MATERIAL FOR THIS EXERCISE section start
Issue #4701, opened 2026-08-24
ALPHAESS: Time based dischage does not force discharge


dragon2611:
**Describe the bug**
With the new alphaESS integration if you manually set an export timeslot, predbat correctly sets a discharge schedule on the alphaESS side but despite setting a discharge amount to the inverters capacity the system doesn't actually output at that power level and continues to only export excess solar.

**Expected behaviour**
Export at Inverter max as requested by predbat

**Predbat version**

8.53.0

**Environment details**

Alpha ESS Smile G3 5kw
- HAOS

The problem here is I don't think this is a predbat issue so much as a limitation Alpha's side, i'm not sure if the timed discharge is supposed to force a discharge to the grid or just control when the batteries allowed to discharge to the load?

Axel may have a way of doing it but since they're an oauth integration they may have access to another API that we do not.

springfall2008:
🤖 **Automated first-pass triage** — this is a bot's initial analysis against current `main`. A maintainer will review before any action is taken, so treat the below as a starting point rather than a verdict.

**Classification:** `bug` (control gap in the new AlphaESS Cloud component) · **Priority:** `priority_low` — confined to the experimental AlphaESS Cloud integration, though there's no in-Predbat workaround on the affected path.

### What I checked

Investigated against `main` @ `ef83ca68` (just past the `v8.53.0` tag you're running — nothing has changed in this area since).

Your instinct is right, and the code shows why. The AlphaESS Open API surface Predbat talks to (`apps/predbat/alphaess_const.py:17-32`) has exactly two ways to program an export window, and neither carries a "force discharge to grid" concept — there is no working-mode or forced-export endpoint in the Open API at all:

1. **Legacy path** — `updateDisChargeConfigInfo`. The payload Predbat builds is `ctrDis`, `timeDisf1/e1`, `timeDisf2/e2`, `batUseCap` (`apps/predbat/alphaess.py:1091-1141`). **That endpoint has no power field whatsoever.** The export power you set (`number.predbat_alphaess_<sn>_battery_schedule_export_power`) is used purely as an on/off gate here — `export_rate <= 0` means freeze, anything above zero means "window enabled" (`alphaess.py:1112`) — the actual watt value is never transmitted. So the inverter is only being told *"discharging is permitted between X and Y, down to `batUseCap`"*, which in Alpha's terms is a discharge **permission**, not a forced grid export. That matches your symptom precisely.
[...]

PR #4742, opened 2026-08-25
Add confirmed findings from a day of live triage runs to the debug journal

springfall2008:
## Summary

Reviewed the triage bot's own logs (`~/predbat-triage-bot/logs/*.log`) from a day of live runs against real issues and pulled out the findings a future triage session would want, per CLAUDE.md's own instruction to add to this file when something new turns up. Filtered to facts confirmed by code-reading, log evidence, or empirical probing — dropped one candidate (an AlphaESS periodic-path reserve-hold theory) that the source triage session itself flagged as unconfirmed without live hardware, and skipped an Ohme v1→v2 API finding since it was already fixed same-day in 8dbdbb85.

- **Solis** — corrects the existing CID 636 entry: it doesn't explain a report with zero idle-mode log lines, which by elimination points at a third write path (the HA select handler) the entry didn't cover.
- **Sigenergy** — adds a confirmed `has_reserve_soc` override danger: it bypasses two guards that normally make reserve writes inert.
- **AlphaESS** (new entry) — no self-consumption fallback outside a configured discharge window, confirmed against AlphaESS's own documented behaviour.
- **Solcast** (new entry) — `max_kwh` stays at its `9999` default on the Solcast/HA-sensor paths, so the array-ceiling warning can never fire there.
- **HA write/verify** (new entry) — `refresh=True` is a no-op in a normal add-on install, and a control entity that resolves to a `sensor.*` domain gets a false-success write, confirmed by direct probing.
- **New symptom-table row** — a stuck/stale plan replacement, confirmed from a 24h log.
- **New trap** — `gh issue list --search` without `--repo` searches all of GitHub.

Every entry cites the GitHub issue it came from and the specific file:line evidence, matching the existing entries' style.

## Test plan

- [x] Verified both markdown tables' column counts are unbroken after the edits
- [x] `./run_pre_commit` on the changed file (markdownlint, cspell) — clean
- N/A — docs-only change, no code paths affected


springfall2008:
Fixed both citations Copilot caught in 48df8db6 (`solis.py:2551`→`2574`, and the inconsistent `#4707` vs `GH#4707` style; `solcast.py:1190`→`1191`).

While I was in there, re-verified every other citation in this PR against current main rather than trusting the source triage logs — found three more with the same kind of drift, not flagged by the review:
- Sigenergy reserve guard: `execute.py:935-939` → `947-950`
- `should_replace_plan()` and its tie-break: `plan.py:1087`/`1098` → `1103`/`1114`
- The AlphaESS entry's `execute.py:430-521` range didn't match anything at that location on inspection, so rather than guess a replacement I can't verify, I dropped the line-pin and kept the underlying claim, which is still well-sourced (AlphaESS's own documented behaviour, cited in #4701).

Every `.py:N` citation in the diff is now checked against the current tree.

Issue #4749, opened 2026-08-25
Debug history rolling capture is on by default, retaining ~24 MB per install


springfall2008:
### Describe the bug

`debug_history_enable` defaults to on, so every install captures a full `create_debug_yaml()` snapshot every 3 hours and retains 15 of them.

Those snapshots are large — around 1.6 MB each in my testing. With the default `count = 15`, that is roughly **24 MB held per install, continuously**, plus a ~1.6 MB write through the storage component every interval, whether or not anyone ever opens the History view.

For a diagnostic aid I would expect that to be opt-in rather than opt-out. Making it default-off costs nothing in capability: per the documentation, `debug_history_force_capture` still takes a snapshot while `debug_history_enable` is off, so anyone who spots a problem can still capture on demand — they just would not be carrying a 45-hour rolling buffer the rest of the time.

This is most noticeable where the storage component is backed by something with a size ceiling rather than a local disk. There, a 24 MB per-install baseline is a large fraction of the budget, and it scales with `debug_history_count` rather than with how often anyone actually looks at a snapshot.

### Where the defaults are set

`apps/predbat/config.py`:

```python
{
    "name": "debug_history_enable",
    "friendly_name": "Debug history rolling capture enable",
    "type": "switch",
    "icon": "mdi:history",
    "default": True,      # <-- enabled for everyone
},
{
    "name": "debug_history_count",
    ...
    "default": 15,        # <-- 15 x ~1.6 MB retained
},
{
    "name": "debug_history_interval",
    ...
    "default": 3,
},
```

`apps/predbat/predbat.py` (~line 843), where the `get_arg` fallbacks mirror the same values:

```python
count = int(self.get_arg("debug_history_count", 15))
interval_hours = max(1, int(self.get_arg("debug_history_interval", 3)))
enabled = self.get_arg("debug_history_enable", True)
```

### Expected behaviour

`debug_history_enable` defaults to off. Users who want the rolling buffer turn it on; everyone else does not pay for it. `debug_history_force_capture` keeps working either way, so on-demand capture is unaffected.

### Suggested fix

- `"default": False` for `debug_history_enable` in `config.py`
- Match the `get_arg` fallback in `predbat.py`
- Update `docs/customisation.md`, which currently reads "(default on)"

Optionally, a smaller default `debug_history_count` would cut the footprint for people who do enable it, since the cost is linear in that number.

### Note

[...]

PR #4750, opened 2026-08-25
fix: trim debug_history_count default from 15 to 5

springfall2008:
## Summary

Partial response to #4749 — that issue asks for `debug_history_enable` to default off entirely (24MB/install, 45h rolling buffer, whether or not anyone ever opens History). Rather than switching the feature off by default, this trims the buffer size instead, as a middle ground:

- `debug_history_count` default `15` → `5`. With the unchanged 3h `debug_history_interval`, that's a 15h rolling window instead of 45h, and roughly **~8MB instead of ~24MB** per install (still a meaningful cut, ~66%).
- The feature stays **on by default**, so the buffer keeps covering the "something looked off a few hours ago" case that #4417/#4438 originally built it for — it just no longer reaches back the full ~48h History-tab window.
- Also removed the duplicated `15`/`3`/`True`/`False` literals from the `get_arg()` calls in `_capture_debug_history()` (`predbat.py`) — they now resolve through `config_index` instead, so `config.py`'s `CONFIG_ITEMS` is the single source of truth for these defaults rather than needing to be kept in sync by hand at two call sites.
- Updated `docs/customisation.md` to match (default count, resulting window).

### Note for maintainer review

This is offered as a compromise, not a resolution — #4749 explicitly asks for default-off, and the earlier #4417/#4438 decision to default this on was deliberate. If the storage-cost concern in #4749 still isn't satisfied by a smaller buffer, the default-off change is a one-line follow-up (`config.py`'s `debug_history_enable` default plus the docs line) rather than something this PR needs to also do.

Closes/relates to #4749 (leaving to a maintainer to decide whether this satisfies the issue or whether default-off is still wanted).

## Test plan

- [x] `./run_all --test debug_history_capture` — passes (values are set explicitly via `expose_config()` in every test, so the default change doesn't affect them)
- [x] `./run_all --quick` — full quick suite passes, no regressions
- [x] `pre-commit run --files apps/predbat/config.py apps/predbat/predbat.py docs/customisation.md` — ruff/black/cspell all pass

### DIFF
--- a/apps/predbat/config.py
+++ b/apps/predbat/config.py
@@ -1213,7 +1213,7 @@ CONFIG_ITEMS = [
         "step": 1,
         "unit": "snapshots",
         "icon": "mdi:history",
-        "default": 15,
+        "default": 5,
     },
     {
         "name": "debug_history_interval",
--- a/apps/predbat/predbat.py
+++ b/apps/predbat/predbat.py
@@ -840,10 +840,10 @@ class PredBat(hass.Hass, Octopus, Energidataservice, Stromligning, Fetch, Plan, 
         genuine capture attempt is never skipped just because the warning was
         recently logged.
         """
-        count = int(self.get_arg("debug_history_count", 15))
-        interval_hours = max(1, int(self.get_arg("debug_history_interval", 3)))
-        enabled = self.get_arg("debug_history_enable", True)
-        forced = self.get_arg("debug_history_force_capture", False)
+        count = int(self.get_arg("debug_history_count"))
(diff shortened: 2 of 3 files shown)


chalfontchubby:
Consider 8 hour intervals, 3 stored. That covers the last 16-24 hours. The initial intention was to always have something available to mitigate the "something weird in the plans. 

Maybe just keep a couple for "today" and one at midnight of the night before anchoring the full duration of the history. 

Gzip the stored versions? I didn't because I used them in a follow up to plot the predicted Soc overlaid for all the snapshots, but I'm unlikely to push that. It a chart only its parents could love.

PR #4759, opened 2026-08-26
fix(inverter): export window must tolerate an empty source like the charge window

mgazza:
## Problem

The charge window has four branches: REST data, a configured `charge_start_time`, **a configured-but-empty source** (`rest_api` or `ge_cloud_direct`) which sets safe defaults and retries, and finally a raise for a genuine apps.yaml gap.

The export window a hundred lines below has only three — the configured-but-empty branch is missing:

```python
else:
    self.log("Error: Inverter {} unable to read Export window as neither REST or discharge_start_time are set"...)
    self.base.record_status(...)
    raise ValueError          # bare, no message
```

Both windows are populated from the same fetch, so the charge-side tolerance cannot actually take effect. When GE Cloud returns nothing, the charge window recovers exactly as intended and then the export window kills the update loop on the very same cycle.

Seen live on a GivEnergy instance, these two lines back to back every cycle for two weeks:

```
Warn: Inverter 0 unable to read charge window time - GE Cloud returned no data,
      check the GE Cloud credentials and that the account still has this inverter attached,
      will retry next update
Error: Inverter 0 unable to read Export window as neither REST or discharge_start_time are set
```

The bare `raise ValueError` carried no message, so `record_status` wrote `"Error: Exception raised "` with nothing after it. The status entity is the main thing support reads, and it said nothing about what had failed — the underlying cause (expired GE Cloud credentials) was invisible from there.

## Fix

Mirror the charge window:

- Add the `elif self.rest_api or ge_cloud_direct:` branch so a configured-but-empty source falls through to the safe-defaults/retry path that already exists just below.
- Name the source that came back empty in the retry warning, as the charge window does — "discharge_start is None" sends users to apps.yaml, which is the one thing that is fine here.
MATERIAL FOR THIS EXERCISE section end
WORK ORDER = Starting with the first line of the data above, copy each line exactly until you reach the line with "Your instinct is"; include that line as well.

WRITTEN ANSWER =
Issue #4701, opened 2026-08-24
ALPHAESS: Time based dischage does not force discharge


dragon2611:
**Describe the bug**
With the new alphaESS integration if you manually set an export timeslot, predbat correctly sets a discharge schedule on the alphaESS side but despite setting a discharge amount to the inverters capacity the system doesn't actually output at that power level and continues to only export excess solar.

**Expected behaviour**
Export at Inverter max as requested by predbat

**Predbat version**

8.53.0

**Environment details**

Alpha ESS Smile G3 5kw
- HAOS

The problem here is I don't think this is a predbat issue so much as a limitation Alpha's side, i'm not sure if the timed discharge is supposed to force a discharge to the grid or just control when the batteries allowed to discharge to the load?

Axel may have a way of doing it but since they're an oauth integration they may have access to another API that we do not.

springfall2008:
🤖 **Automated first-pass triage** — this is a bot's initial analysis against current `main`. A maintainer will review before any action is taken, so treat the below as a starting point rather than a verdict.

**Classification:** `bug` (control gap in the new AlphaESS Cloud component) · **Priority:** `priority_low` — confined to the experimental AlphaESS Cloud integration, though there's no in-Predbat workaround on the affected path.

### What I checked

Investigated against `main` @ `ef83ca68` (just past the `v8.53.0` tag you're running — nothing has changed in this area since).

Your instinct is right, and the code shows why. The AlphaESS Open API surface Predbat talks to (`apps/predbat/alphaess_const.py:17-32`) has exactly two ways to program an export window, and neither carries a "force discharge to grid" concept — there is no working-mode or forced-export endpoint in the Open API at all:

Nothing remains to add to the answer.